:: WORK ORDER ::
Among the lines of the entries below, count those containing the word "available" and answer with the number only.

:: PROVIDED RECORDS ::
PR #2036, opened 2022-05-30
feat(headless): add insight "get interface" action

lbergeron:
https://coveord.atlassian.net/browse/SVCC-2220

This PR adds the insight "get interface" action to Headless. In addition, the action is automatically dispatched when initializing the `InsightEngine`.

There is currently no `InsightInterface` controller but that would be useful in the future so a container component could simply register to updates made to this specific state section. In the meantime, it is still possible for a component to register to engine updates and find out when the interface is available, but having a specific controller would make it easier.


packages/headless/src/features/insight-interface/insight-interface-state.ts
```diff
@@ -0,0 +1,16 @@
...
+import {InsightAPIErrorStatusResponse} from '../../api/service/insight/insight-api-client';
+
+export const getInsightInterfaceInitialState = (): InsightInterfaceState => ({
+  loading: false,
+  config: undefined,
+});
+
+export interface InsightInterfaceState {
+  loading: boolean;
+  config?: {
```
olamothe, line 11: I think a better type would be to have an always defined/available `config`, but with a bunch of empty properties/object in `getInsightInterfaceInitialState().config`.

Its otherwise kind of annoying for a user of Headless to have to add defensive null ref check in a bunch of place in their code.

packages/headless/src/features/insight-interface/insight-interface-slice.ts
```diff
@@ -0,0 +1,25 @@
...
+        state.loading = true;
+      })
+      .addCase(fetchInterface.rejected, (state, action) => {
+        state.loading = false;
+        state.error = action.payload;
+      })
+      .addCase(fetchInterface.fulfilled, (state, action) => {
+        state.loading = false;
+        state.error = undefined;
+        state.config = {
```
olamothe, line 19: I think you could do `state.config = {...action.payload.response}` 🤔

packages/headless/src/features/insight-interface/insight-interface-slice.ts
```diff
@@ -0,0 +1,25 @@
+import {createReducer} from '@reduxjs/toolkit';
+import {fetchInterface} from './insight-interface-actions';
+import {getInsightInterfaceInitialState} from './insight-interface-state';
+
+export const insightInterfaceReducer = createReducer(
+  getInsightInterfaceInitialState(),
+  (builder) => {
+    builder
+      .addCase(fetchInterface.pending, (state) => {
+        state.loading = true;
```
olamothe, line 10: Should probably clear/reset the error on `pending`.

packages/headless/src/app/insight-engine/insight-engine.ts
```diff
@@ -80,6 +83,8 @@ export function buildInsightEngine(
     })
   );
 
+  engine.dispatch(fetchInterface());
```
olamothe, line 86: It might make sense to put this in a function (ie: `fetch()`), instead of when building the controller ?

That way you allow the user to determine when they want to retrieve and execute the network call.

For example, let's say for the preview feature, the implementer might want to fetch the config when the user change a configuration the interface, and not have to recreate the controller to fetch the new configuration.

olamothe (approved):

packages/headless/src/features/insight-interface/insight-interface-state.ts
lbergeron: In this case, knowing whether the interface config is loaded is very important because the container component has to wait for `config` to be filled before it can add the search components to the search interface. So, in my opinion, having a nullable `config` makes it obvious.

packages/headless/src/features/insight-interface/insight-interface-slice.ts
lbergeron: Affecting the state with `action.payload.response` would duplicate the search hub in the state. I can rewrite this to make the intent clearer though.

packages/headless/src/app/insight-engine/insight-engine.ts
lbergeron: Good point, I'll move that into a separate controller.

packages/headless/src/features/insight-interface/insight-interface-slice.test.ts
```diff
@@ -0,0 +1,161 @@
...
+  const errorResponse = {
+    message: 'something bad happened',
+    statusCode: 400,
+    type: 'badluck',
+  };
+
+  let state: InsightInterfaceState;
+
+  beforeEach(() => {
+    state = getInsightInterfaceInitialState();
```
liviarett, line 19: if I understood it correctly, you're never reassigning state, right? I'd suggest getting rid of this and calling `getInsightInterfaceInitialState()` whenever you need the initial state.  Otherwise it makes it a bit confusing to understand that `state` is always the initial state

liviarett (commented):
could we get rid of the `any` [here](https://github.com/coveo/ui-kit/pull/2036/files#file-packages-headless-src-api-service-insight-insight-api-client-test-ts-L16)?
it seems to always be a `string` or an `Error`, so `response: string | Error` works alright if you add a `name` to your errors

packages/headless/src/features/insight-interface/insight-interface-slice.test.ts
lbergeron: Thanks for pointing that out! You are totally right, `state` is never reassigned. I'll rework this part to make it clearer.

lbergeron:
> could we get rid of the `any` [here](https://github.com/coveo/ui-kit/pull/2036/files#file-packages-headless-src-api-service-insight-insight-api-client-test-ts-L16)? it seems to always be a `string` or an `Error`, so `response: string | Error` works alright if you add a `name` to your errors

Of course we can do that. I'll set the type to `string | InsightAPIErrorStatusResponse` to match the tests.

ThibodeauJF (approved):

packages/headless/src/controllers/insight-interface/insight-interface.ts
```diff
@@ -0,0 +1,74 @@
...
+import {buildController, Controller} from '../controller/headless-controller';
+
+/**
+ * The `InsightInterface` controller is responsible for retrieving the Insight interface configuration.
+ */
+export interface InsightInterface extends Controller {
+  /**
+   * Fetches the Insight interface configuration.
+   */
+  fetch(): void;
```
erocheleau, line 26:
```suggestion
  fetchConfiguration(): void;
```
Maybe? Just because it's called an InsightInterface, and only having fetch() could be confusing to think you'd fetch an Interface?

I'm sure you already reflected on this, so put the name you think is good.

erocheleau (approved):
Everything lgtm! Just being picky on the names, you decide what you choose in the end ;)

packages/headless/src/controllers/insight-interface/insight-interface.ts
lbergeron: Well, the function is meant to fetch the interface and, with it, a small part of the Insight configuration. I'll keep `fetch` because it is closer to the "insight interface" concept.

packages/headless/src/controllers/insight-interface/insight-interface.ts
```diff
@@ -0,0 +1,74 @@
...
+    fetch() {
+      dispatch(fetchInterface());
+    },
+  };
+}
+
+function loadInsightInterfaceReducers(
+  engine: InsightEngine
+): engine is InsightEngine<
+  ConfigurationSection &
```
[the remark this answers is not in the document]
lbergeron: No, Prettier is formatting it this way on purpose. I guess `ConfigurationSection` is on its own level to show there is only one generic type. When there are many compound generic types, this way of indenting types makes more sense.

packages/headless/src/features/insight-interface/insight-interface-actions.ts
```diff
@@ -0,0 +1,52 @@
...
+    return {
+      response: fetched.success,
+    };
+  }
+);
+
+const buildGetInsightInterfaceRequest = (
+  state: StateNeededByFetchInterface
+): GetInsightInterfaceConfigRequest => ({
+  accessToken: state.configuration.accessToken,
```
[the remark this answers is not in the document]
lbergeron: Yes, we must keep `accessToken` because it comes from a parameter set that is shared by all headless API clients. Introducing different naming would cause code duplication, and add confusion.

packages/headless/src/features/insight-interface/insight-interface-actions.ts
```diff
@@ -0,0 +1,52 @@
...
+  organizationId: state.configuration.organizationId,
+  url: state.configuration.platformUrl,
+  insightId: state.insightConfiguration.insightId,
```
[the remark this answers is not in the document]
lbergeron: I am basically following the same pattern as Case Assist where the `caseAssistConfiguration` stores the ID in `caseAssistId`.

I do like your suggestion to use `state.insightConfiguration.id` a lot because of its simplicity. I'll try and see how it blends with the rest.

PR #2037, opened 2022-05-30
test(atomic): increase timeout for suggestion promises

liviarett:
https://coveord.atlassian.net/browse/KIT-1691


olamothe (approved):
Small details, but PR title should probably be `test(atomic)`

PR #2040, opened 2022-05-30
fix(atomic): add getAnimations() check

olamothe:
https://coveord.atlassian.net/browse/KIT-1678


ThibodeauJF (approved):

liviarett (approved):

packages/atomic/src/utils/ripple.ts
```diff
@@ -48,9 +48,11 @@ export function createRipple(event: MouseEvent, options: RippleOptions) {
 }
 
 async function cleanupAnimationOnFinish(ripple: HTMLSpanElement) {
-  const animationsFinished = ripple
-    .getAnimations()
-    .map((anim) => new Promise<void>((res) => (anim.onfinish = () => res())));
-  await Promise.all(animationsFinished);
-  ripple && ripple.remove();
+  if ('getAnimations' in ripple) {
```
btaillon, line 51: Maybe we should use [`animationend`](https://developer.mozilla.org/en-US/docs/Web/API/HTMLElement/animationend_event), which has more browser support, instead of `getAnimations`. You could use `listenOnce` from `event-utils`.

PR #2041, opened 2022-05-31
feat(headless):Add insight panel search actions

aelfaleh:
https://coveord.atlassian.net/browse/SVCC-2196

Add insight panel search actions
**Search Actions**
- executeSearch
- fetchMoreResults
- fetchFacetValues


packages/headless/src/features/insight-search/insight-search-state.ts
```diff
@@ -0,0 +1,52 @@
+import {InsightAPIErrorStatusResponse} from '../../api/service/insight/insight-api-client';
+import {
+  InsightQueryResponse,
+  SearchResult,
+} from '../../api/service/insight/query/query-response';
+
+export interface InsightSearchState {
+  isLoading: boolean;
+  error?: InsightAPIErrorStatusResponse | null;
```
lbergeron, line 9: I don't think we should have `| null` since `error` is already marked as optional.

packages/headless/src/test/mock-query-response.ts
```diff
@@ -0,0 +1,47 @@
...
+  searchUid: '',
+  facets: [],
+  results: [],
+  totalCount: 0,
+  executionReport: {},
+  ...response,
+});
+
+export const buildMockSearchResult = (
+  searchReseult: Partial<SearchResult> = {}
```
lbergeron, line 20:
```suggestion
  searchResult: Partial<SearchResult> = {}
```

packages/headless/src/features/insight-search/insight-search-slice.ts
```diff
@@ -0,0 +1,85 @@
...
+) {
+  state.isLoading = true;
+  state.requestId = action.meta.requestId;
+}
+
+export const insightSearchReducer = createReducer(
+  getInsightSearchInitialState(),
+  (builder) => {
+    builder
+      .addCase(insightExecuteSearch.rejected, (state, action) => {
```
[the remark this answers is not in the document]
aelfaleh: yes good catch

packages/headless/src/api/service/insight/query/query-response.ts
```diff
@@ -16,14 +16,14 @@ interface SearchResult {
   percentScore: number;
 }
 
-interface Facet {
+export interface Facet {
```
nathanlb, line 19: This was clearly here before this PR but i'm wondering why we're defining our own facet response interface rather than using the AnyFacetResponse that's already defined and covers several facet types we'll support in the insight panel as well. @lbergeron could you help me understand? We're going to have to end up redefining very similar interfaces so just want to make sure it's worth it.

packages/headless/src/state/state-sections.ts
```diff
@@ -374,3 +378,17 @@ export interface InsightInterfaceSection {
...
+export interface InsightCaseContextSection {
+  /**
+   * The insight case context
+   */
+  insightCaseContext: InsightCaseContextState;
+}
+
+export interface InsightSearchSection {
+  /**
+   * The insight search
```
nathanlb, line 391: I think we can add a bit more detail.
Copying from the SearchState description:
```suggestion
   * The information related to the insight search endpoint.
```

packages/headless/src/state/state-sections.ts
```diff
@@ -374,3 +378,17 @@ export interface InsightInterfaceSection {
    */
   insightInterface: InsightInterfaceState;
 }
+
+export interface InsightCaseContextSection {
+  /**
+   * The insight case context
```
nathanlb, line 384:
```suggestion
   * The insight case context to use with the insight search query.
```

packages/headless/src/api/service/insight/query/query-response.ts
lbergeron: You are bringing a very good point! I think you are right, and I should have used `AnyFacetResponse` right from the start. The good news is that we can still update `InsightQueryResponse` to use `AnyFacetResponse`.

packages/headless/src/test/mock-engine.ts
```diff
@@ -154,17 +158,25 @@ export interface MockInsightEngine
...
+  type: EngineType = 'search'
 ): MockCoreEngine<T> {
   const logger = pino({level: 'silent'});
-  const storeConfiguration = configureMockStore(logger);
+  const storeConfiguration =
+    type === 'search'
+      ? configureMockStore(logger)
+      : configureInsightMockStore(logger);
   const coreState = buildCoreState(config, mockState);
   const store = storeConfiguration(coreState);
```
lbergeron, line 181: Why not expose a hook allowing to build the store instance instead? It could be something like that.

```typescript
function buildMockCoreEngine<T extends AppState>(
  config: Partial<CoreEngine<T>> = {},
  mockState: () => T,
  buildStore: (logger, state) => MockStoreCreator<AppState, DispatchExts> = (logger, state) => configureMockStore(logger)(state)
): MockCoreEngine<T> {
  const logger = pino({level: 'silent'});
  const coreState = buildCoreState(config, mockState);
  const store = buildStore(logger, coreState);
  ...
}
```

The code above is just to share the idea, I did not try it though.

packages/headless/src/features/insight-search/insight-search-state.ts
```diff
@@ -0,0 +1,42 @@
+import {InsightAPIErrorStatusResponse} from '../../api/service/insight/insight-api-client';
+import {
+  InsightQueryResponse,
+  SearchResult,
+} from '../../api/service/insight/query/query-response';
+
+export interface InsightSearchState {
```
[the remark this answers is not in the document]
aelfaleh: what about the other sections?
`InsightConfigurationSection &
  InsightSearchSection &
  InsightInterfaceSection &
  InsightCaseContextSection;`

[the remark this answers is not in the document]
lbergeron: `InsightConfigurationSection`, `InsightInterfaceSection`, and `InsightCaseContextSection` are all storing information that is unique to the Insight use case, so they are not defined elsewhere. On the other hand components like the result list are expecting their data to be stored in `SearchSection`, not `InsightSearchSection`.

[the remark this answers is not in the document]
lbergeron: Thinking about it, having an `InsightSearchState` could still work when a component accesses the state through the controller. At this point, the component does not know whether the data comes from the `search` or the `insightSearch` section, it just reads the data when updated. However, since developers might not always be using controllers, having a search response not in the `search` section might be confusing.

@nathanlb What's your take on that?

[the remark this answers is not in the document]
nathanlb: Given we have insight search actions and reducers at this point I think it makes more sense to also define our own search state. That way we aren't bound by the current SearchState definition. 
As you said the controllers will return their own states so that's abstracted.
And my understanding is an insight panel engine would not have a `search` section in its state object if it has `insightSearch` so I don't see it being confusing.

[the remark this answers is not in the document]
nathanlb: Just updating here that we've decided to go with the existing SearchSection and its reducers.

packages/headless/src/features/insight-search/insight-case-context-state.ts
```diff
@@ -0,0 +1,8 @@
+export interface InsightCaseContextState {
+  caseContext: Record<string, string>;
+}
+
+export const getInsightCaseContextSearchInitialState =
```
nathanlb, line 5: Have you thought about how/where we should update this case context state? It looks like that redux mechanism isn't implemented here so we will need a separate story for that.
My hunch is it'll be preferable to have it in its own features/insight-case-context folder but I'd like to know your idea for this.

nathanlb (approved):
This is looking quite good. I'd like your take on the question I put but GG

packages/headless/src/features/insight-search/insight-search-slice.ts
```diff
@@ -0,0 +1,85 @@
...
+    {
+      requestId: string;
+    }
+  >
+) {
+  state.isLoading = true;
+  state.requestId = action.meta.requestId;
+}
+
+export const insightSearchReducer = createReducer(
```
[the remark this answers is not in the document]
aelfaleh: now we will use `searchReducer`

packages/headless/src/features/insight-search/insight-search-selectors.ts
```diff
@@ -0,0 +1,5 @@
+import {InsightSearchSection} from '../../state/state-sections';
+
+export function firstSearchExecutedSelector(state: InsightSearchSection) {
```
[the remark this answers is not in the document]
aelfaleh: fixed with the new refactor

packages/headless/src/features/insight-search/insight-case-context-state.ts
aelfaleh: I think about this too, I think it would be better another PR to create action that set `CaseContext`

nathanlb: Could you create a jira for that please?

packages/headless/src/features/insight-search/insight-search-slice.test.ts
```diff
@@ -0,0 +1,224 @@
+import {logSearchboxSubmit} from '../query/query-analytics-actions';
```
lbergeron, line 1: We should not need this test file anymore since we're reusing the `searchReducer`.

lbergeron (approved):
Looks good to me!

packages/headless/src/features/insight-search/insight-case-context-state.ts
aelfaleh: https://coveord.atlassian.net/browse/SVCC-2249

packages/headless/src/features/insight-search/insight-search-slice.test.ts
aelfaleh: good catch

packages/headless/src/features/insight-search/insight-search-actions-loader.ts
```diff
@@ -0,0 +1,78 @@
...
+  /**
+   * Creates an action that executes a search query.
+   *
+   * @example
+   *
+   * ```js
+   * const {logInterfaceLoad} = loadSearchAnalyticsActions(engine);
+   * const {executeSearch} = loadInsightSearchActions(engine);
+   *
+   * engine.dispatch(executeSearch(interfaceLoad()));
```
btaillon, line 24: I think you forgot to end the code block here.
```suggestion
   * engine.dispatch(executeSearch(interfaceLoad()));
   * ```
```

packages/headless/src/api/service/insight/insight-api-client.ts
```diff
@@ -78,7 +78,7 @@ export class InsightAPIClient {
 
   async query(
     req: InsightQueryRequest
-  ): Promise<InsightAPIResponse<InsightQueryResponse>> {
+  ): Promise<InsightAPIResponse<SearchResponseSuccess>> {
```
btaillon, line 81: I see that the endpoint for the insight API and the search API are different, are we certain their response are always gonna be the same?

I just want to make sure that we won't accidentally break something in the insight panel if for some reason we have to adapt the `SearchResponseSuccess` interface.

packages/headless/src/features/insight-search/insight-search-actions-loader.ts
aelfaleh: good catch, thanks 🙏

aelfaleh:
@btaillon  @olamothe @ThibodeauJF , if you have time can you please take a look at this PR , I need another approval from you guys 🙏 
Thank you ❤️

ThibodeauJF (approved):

:: ANSWER SPACE ::
2